Growing older has long been an ambition of mine. Not everyone manages it. The gains continue to be greater than the losses. Wisdom, for one thing. Age makes you wise. Eventually it becomes clear that nothing very bad can happen to you in life if your shoes are properly polished. Experience, you see. It's the great teacher. At my age, when things are going wrong, you can spot it. And very often you can work out why (it's for the same reason they went wrong last time). This is all essential to happiness. Also the hair has settled down, that's important too. The freckles have faded, they've blended into the background. Hair, freckles, five stone weight loss. Somatically, things improve as they deteriorate.

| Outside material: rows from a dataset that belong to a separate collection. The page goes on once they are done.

PR #8083, opened 2023-05-05
[Execution] Add ExecutedBlock struct.

grao1991:
### Description

Split block/chunk logic.


execution/executor-types/src/executed_block.rs
```diff
@@ -0,0 +1,94 @@
...
+                || self.to_commit.last().map_or(true, |txn| matches!(
+                    txn.transaction(),
+                    Transaction::StateCheckpoint(_)
+                )),
+            "Block not ending with a state checkpoint.",
+        );
+        Ok(())
+    }
+
+    pub fn as_state_compute_result(
```
msmouse, line 76: same thing on ExecutedChunk can be removed

msmouse (approved):

execution/executor-types/src/executed_block.rs
grao1991: Done

areshand (approved):

PR #8087, opened 2023-05-06
[doc] Fix the folder layout of the example in the section Using Bytecode for Dependencies

rahxephon89:
### Description

This commit fixes a doc error in the bytecode dependency example and adds a clarification for requiring an empty `sources` folder in the Move package folder.


davidiw (approved):
thanks!

PR #8090, opened 2023-05-08
[framework] Partial governance voting support for delegation pool

xindingw:
### Description
Delegators in a delegation pool can attend Aptos governance. 
For a delegator:
- The delegator could delegate its voting power(the amount equals to its stake) to a voter.
- By default, a delegator's voter is itself.
- If a delegator changes its voter, it won't take effect until the current lockup period ends.

For a voter:

- The voting power of a voter equals to the sum of voting power of all delegators who delegate to the voter.

$$ VotingPower_{voter} = \Sigma_{d \in voter's\ delegators} VotingPower_d$$

- The voter can use its voting power to vote on a proposal.
- If the voting power of a voter meets the minimum threshold of creating a proposal, the voter can create a proposal.

#### Pre-knowledge
- A stake pool can vote on a proposal only when the lockup period of this stake pool ends after the proposal expiration. 
- Delegation pool's lockup period cannot be reset manually. So if the lockup period of a delegation pool ends, all proposals which this delegation pool voted during the lockup period have already expired.

#### High-level ideas
- A delegator's voting power equals to its coins in `active shares pool` + its coins in `pending inactive shares pool`.
- Due to rewards, the amount of coins keeps changing. But the shares of a delegator don't change until the next transaction of this delegator. The amount of coins can be calculated using shares.
- To track a voter's voting power, its total shares in `active shares pool` and  `pending inactive shares pool` need to be tracked. Whenever a delegator's voting power changes, its voter's voting power is also updated.
- Because changing voter takes 1 lockup period to take effects, the total shares of the voter at the next lockup period also need to be tracked.
- Pending inactive shares will become inactive at the next lockup period. So no need to track pending inactive shares at next lockup.

Let's say delegator D's voter is X at this lockup period and its voter will be changed to Y at the next lockup period. To summarize impacts on voter due to A's operations:
| D's change | X's active shares at this lockup | X's pending_active shares at this lockup| Y's active shares at next lockup | Z's active shares at next lockup|
| :--------: | :-------: | :-------: | :-------: | :-------: |
| + A active shares  | +A |  | +A | |
| + A pending inactive shares  |  | +A  |  | |
| - A active shares  |  -A |  | -A | |
| - A pending inactive shares  |  | -A |  | |
| Change voter at next lockup from Y to Z| | | -D's shares | +D's shares |

### <samp>🤖 Generated by Copilot at 4d58991</samp>

This pull request implements partial governance voting, a feature that allows voters to vote with a fraction of their delegated stake, on the Aptos blockchain. It adds and modifies spec functions, transaction payload functions, and entry function variants in the `aptos_governance` and `aptos_framework_sdk_builder` modules. It also adds a new module `aptos_governance` and a new function `increase_lockup` to the `e2e-move-tests` folder, and creates a new module `vote` with several test cases and scripts to test the partial voting feature.

### Test Plan

Unit testing
delegation_pool.move: % Move Coverage: 93.49

### DIFF
--- a/aptos-move/aptos-release-builder/src/components/feature_flags.rs
+++ b/aptos-move/aptos-release-builder/src/components/feature_flags.rs
@@ -9,7 +9,9 @@ use serde::{Deserialize, Serialize};
 
 #[derive(Clone, Deserialize, PartialEq, Eq, Serialize, Debug)]
 pub struct Features {
+    #[serde(default)]
     pub enabled: Vec<FeatureFlag>,
+    #[serde(default)]
     pub disabled: Vec<FeatureFlag>,
 }
 
--- a/aptos-move/aptos-release-builder/src/components/feature_flags.rs
+++ b/aptos-move/aptos-release-builder/src/components/feature_flags.rs
@@ -9,9 +9,7 @@ use serde::{Deserialize, Serialize};
 
 #[derive(Clone, Deserialize, PartialEq, Eq, Serialize, Debug)]
 pub struct Features {
-    #[serde(default)]
     pub enabled: Vec<FeatureFlag>,
-    #[serde(default)]
     pub disabled: Vec<FeatureFlag>,
 }
 
@@ -39,6 +37,7 @@ pub enum FeatureFlag {
     SignatureCheckerV2,
     StorageSlotMetadata,
     ChargeInvariantViolation,
+    DelegationPoolPartialGovernanceVoting,
 }
 
 fn generate_features_blob(writer: &CodeWriter, data: &[u64]) {
@@ -156,6 +155,9 @@ impl From<FeatureFlag> for AptosFeatureFlag {
             FeatureFlag::SignatureCheckerV2 => AptosFeatureFlag::SIGNATURE_CHECKER_V2,
             FeatureFlag::StorageSlotMetadata => AptosFeatureFlag::STORAGE_SLOT_METADATA,
             FeatureFlag::ChargeInvariantViolation => AptosFeatureFlag::CHARGE_INVARIANT_VIOLATION,
+            FeatureFlag::DelegationPoolPartialGovernanceVoting => {
+                AptosFeatureFlag::DELEGATION_POOL_PARTIAL_GOVERNANCE_VOTING
+            },
         }
     }
 }
@@ -196,6 +198,9 @@ impl From<AptosFeatureFlag> for FeatureFlag {
             AptosFeatureFlag::SIGNATURE_CHECKER_V2 => FeatureFlag::SignatureCheckerV2,
             AptosFeatureFlag::STORAGE_SLOT_METADATA => FeatureFlag::StorageSlotMetadata,
             AptosFeatureFlag::CHARGE_INVARIANT_VIOLATION => FeatureFlag::ChargeInvariantViolation,
+            AptosFeatureFlag::DELEGATION_POOL_PARTIAL_GOVERNANCE_VOTING => {
+                FeatureFlag::DelegationPoolPartialGovernanceVoting
+            },
         }
     }
 }
--- a/aptos-move/framework/aptos-framework/sources/aptos_governance.move
+++ b/aptos-move/framework/aptos-framework/sources/aptos_governance.move
@@ -304,6 +304,21 @@ module aptos_framework::aptos_governance {
         metadata_hash: vector<u8>,
         is_multi_step_proposal: bool,
     ) acquires GovernanceConfig, GovernanceEvents {
+        create_proposal_v2_impl(proposer, stake_pool, execution_hash, metadata_location, metadata_hash, is_multi_step_proposal);
+    }
+
+    /// Create a single-step or multi-step proposal with the backing `stake_pool`.
+    /// @param execution_hash Required. This is the hash of the resolution script. When the proposal is resolved,
+    /// only the exact script with matching hash can be successfully executed.
+    /// Return proposal_id when a proposal is sucessfully created.
+    public fun create_proposal_v2_impl(
+        proposer: &signer,
+        stake_pool: address,
+        execution_hash: vector<u8>,
+        metadata_location: vector<u8>,
+        metadata_hash: vector<u8>,
+        is_multi_step_proposal: bool,
+    ): u64 acquires GovernanceConfig, GovernanceEvents {
         let proposer_address = signer::address_of(proposer);
         assert!(stake::get_delegated_voter(stake_pool) == proposer_address, error::invalid_argument(ENOT_DELEGATED_VOTER));
 
@@ -361,6 +376,7 @@ module aptos_framework::aptos_governance {
                 proposal_metadata,
             },
         );
+        proposal_id
     }
 
     /// Vote on proposal with `proposal_id` and all voting power from `stake_pool`.
@@ -1122,6 +1138,16 @@ module aptos_framework::aptos_governance {
 
         let approved_hashes = borrow_global<ApprovedExecutionHashes>(@aptos_framework).hashes;
         assert!(*simple_map::borrow(&approved_hashes, &0) == vector[10u8,], 1);
+    }
+
+    #[test_only]
+    public fun initialize_for_test(
+        aptos_framework: &signer,
+        min_voting_threshold: u128,
+        required_proposer_stake: u64,
+        voting_duration_secs: u64,
+    ) {
+        initialize(aptos_framework, min_voting_threshold, required_proposer_stake, voting_duration_secs);
     }
 
     #[verify_only]
--- a/aptos-move/framework/aptos-framework/sources/aptos_governance.move
+++ b/aptos-move/framework/aptos-framework/sources/aptos_governance.move
@@ -7,8 +7,9 @@
 /// 1. Proposers can create a proposal by calling AptosGovernance::create_proposal. The proposer's backing stake pool
 /// needs to have the minimum proposer stake required. Off-chain components can subscribe to CreateProposalEvent to
 /// track proposal creation and proposal ids.
-/// 2. Voters can vote on a proposal. Their voting power is derived from the backing stake pool. Each stake pool can
-/// only be used to vote on each proposal exactly once.
+/// 2. Voters can vote on a proposal. Their voting power is derived from the backing stake pool. A stake pool can vote
+/// on a proposal multiple times as long as the total voting power of these votes don't exceed its total voting power.
+///
 ///
 module aptos_framework::aptos_governance {
     use std::error;
@@ -16,6 +17,7 @@ module aptos_framework::aptos_governance {
     use std::signer;
     use std::string::{Self, String, utf8};
     use std::vector;
+    use std::features;
 
     use aptos_std::simple_map::{Self, SimpleMap};
     use aptos_std::table::{Self, Table};
@@ -52,9 +54,17 @@ module aptos_framework::aptos_governance {
     const EMETADATA_HASH_TOO_LONG: u64 = 10;
     /// Account is not authorized to call this function.
     const EUNAUTHORIZED: u64 = 11;
+    /// The stake pool is using voting power more than it has.
+    const EVOTING_POWER_OVERFLOW: u64 = 12;
+    /// Partial voting feature hasn't been properly initialized.
+    const EPARTIAL_VOTING_NOT_INITIALIZED: u64 = 13;
+    /// The proposal in the argument is not a partial voting proposal.
+    const ENOT_PARTIAL_VOTING_PROPOSAL: u64 = 14;
 
     /// This matches the same enum const in voting. We have to duplicate it as Move doesn't have support for enums yet.
     const PROPOSAL_STATE_SUCCEEDED: u64 = 1;
+
+    const MAX_U64: u64 = 18446744073709551615;
 
     /// Proposal metadata attribute keys.
     const METADATA_LOCATION_KEY: vector<u8> = b"metadata_location";
@@ -81,6 +91,11 @@ module aptos_framework::aptos_governance {
     /// Records to track the proposals each stake pool has been used to vote on.
     struct VotingRecords has key {
         votes: Table<RecordKey, bool>
+    }
+
+    /// Records to track the voting power usage of each stake pool on each proposal.
+    struct VotingRecordsV2 has key {
+        votes: Table<RecordKey, u64>
     }
 
     /// Used to track which execution script hashes have been approved by governance.
@@ -195,6 +210,18 @@ module aptos_framework::aptos_governance {
         );
     }
 
+    /// Initializes the state for Aptos Governance partial voting. Can only be called through Aptos governance
+    /// proposals with a signer for the aptos_framework (0x1) account.
+    public fun initialize_partial_voting(
+        aptos_framework: &signer,
+    ) {
+        system_addresses::assert_aptos_framework(aptos_framework);
+
+        move_to(aptos_framework, VotingRecordsV2 {
+            votes: table::new(),
+        });
+    }
+
     #[view]
     public fun get_voting_duration_secs(): u64 acquires GovernanceConfig {
         borrow_global<GovernanceConfig>(@aptos_framework).voting_duration_secs
@@ -208,6 +235,49 @@ module aptos_framework::aptos_governance {
     #[view]
     public fun get_required_proposer_stake(): u64 acquires GovernanceConfig {
         borrow_global<GovernanceConfig>(@aptos_framework).required_proposer_stake
+    }
+
+    #[view]
+    /// Return true if a stake pool has already voted on a proposal before partial governance voting is enabled.
+    public fun has_entirely_voted(stake_pool: address, proposal_id: u64): bool acquires VotingRecords {
+        let record_key = RecordKey {
+            stake_pool,
+            proposal_id,
+        };
+        // If a stake pool has already voted on a proposal before partial governance voting is enabled,
+        // there is a record in VotingRecords.
+        let voting_records = borrow_global<VotingRecords>(@aptos_framework);
+        table::contains(&voting_records.votes, record_key)
+    }
+
+    #[view]
+    /// Return remaining voting power of a stake pool on a proposal.
+    /// Note: a stake pool's voting power on a proposal could increase overtime(e.g. rewards/new stake).
+    public fun get_remaining_voting_power(stake_pool: address, proposal_id: u64): u64 acquires VotingRecords, VotingRecordsV2 {
+        assert_voting_initialization();
+
+        // The voter's stake needs to be locked up at least as long as the proposal's expiration.
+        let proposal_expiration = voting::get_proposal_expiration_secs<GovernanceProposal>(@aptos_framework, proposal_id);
PR #8095, opened 2023-05-08
feat: add is_coin_store_frozen to the coin module

ppoliani:
### Description

There is currently not an easy way to tell if a user has frozen his CoinStore. This is can be a useful information in some scenarios. For example, in an auction based module one might decide to implement a `bid` function that returns coins back to the highest bidder when he is outbided. However, this poses a Denial of Service (DOS) vulnerability as described in the following example:

1. Chunk calls bid sending a small amount
2. Chunk immediately freezes his coin store resource
3. Alice call `bid` with a higher amount, but the call reverts because the bid function cannot return the coins back to Chunk.
4. Chunk unfreezes the CoinStore at the end of the auction and claims the resource 

We can maybe abstract this into a more general `can_deposit` function which will also take into account if the coinstore is initialized in the first place, as well.

### Test Plan
Unit test

### DIFF
--- a/aptos-move/framework/aptos-framework/sources/coin.move
+++ b/aptos-move/framework/aptos-framework/sources/coin.move
@@ -242,6 +242,10 @@ module aptos_framework::coin {
     #[view]
     /// Returns `true` is account_addr has frozen the CoinStore
     public fun is_coin_store_frozen<CoinType>(account_addr: address): bool acquires CoinStore {
+        if(!is_account_registered<CoinType>(account_addr)) {
+          return false
+        };
+
         let coin_store = borrow_global<CoinStore<CoinType>>(account_addr);
         coin_store.frozen
     }
@@ -852,6 +856,9 @@ module aptos_framework::coin {
     #[test(account = @0x1)]
     public fun test_is_coin_store_frozen(account: signer) acquires CoinStore {
         let account_addr = signer::address_of(&account);
+        // An non registered account is has a frozen coin store
+        assert!(!is_coin_store_frozen<FakeMoney>(account_addr), 1);
+
         account::create_account_for_test(account_addr);
         let (burn_cap, freeze_cap, mint_cap) = initialize_and_register_fake_money(&account, 18, true);
 
--- a/aptos-move/framework/aptos-framework/sources/coin.move
+++ b/aptos-move/framework/aptos-framework/sources/coin.move
@@ -240,6 +240,13 @@ module aptos_framework::coin {
     }
 
     #[view]
+    /// Returns `true` is account_addr has frozen the CoinStore
+    public fun is_coin_store_frozen<CoinType>(account_addr: address): bool acquires CoinStore {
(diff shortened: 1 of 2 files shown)


gregnazario (approved):

gregnazario:
This is a good contribution!  Thanks for adding it

movekevin (approved):

aptos-move/framework/aptos-framework/sources/coin.move
```diff
@@ -239,6 +239,13 @@ module aptos_framework::coin {
         exists<CoinInfo<CoinType>>(coin_address<CoinType>())
     }
 
+    #[view]
+    /// Returns `true` is account_addr has frozen the CoinStore
+    public fun is_coin_store_frozen<CoinType>(account_addr: address): bool acquires CoinStore {
+        let coin_store = borrow_global<CoinStore<CoinType>>(account_addr);
```
lightmark, line 245: check `is_account_registered`?

davidiw: Maybe this should be just is frozen?

movekevin: Is_frozen can be confusing because coin::is_frozen gives the impression that the coin is frozen?

ppoliani: I believe `is_coin_store_frozen` name describes in accuracy what the function returns. From the caller moule perspective, this information is needed either when calling `withdraw` or `deposit` because both functions have the following assertion:

```
assert!(
  !coin_store.frozen,
  error::permission_denied(EFROZEN),
);
```

So knowing whether the coin_store is frozen can help caller decide what to do. Or maybe for the same exact reason we can call the function `is_coin_store_active`?

@lightmark I believe you're right, we should probably check `is_account_registered ` instead of aborting (btw how does abort work with #view functions?).

aptos-move/framework/aptos-framework/sources/coin.move
```diff
@@ -842,6 +849,29 @@ module aptos_framework::coin {
         });
     }
 
+    #[test(account = @0x1)]
+    public fun test_is_coin_store_frozen(account: signer) acquires CoinStore {
+        let account_addr = signer::address_of(&account);
+        account::create_account_for_test(account_addr);
+        let (burn_cap, freeze_cap, mint_cap) = initialize_and_register_fake_money(&account, 18, true);
```
brmataptos, line 863: Do you also want a test for the uninitialized account case?

movekevin: Yes please

ppoliani: There is a test for that in the latest commit

movekevin: Awesome!!

alokeutpal (approved):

But not always. There are signs that things are not for the best, in the best of all possible worlds. That was Leibniz's idea and, broadly speaking, he was wrong; he refuted himself by getting old and dying which made him look pretty silly. It's just too difficult to construe those pains in my hands as unambiguously positive. I don't like the absent mindedness that's gaining on me, either. And then there's the disease, war, famine and death that we hear about if we listen to the news too much. And the fact that I can't do mental arithmetic like I used to - life is hard all right. We all have to work to make the best of it.

And more dangerous to our well-being, we have to come to terms with the things that won't happen any more. I was 30 years old before I realised I couldn't really become a marine biologist any more. Now I know I will never have a boathouse (it wasn't much to ask). But then the not caring so much about things helps a good deal (another advantage of emotional incompetence).

More than that, even more, we have to lay up some sort of treasure for our old age. And not just money or assets or annuities (or nursing home fees, as the Government prefers to call them). No, we need intellectual resources to play with so that we have something to do when we are sitting on the sofa holding our stick and looking at the wall.

Music, that's what I've discovered. At last opera has revealed its use. You always thought it noisy and pointless? I can't blame you because I did so myself. But the more you get to know it the more you come to like it. That's so unlike one's normal experience with people that it takes a lot of getting used to. I can only hope there's music to last the distance.